WHAT YOU WILL DO: Every record must reappear in the answer exactly as given.

---------- SUPPLIED MATERIAL

PR #300, opened 2019-11-13
Improve textwrap in presence of zero-width sequences

zmwangx:
Fixes #287 which I promised to fix long ago.

Three commits: 90f4ea4 is some cleanup work around indentation I committed back in June... I re-examined it and it should be good. See commit message for details. Next is some py34 legacy removal paving the way for today's work. Then there's the meat of this PR. I'll repeat the commit message here.

---
    
Example (with keyword highlighting on, but the highlight effect is
obviously lost in textual form):

Before:

```console
$ googler -n3 --np linux                                                       |
                                                                               |
 1.  Linux.org                                                                 |
     https://www.linux.org/                                                    |
     5 days ago ... Friendly Linux Forum. ... This is a video from my          |
     series of chapters in my book "Essential Linux Command Line"...           |
     Continue… Load more…                                                      |
                                                                               |
 2.  Linux - Wikipedia                                                         |
     https://en.wikipedia.org/wiki/Linux                                       |
     Linux is a family of open source Unix-like operating systems              |
     based on the Linux kernel, an operating system kernel first               |
     released on September 17, 1991, by ...                                    |
                                                                               |
 3.  The Linux Foundation – Supporting Open Source Ecosystems                  |
     https://www.linuxfoundation.org/                                          |
     The Linux Foundation supports the creation of sustainable open            |
     source projects and ecosystems in blockchain, deep learning, networking,  |
     and more.                                                                 |
                                                                               |
```

After:

```console
$ googler -n3 --np linux                                                       |
                                                                               |
 1.  Linux.org                                                                 |
     https://www.linux.org/                                                    |
     5 days ago ... Friendly Linux Forum. ... This is a video from my series   |
     of chapters in my book "Essential Linux Command Line"... Continue… Load   |
     more…                                                                     |
                                                                               |
 2.  Linux - Wikipedia                                                         |
     https://en.wikipedia.org/wiki/Linux                                       |
     Linux is a family of open source Unix-like operating systems based on the |
     Linux kernel, an operating system kernel first released on September 17,  |
     1991, by ...                                                              |
                                                                               |
 3.  The Linux Foundation – Supporting Open Source Ecosystems                  |
     https://www.linuxfoundation.org/                                          |
     The Linux Foundation supports the creation of sustainable open source     |
     projects and ecosystems in blockchain, deep learning, networking, and     |
     more.                                                                     |
                                                                               |
```

The idea is to use a text wrapper that keeps track of the position of
each source character, so that zero-width sequences can be inserted at
[...]

PR #304, opened 2019-11-16
Drop option --nohl

zmwangx:
This reverts commit 7e725573f801c587df7688a07f9fc7a9408d76eb.

Per discussion[1], the value proposition has changed now that text wrapping in
presence of ANSI escape sequences has been fixed.

[1] https://github.com/jarun/googler/pull/300#issuecomment-554608255


jarun:
Dropped! ;)

PR #305, opened 2019-11-20
dim: merge in minor correctness fix

zmwangx:
`HTMLParser.handle_starttag` and `HTMLParser.handle_startendtag` now expect
`List[Tuple[str, Optional[str]]`, acknowledging the fact that attribute values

--------------------

RESPONSE AREA:
PR #300, opened 2019-11-13
Improve textwrap in presence of zero-width sequences

zmwangx:
Fixes #287 which I promised to fix long ago.

Three commits: 90f4ea4 is some cleanup work around indentation I committed back in June... I re-examined it and it should be good. See commit message for details. Next is some py34 legacy removal paving the way for today's work. Then there's the meat of this PR. I'll repeat the commit message here.

---
    
Example (with keyword highlighting on, but the highlight effect is
obviously lost in textual form):

Before:

```console
$ googler -n3 --np linux                                                       |
                                                                               |
 1.  Linux.org                                                                 |
     https://www.linux.org/                                                    |
     5 days ago ... Friendly Linux Forum. ... This is a video from my          |
     series of chapters in my book "Essential Linux Command Line"...           |
     Continue… Load more…                                                      |
                                                                               |
 2.  Linux - Wikipedia                                                         |
     https://en.wikipedia.org/wiki/Linux                                       |
     Linux is a family of open source Unix-like operating systems              |
     based on the Linux kernel, an operating system kernel first               |
     released on September 17, 1991, by ...                                    |
                                                                               |
 3.  The Linux Foundation – Supporting Open Source Ecosystems                  |
     https://www.linuxfoundation.org/                                          |
     The Linux Foundation supports the creation of sustainable open            |
     source projects and ecosystems in blockchain, deep learning, networking,  |
     and more.                                                                 |
                                                                               |
```

After:

```console
$ googler -n3 --np linux                                                       |
                                                                               |
 1.  Linux.org                                                                 |
     https://www.linux.org/                                                    |
     5 days ago ... Friendly Linux Forum. ... This is a video from my series   |
     of chapters in my book "Essential Linux Command Line"... Continue… Load   |
     more…                                                                     |
                                                                               |
 2.  Linux - Wikipedia                                                         |
     https://en.wikipedia.org/wiki/Linux                                       |
     Linux is a family of open source Unix-like operating systems based on the |
     Linux kernel, an operating system kernel first released on September 17,  |
     1991, by ...                                                              |
                                                                               |
 3.  The Linux Foundation – Supporting Open Source Ecosystems                  |
     https://www.linuxfoundation.org/                                          |
     The Linux Foundation supports the creation of sustainable open source     |
     projects and ecosystems in blockchain, deep learning, networking, and     |
     more.                                                                     |
                                                                               |
```

The idea is to use a text wrapper that keeps track of the position of
each source character, so that zero-width sequences can be inserted at
[...]

PR #304, opened 2019-11-16
Drop option --nohl

zmwangx:
This reverts commit 7e725573f801c587df7688a07f9fc7a9408d76eb.

Per discussion[1], the value proposition has changed now that text wrapping in
presence of ANSI escape sequences has been fixed.

[1] https://github.com/jarun/googler/pull/300#issuecomment-554608255


jarun:
Dropped! ;)

PR #305, opened 2019-11-20
dim: merge in minor correctness fix

zmwangx:
`HTMLParser.handle_starttag` and `HTMLParser.handle_startendtag` now expect
`List[Tuple[str, Optional[str]]`, acknowledging the fact that attribute values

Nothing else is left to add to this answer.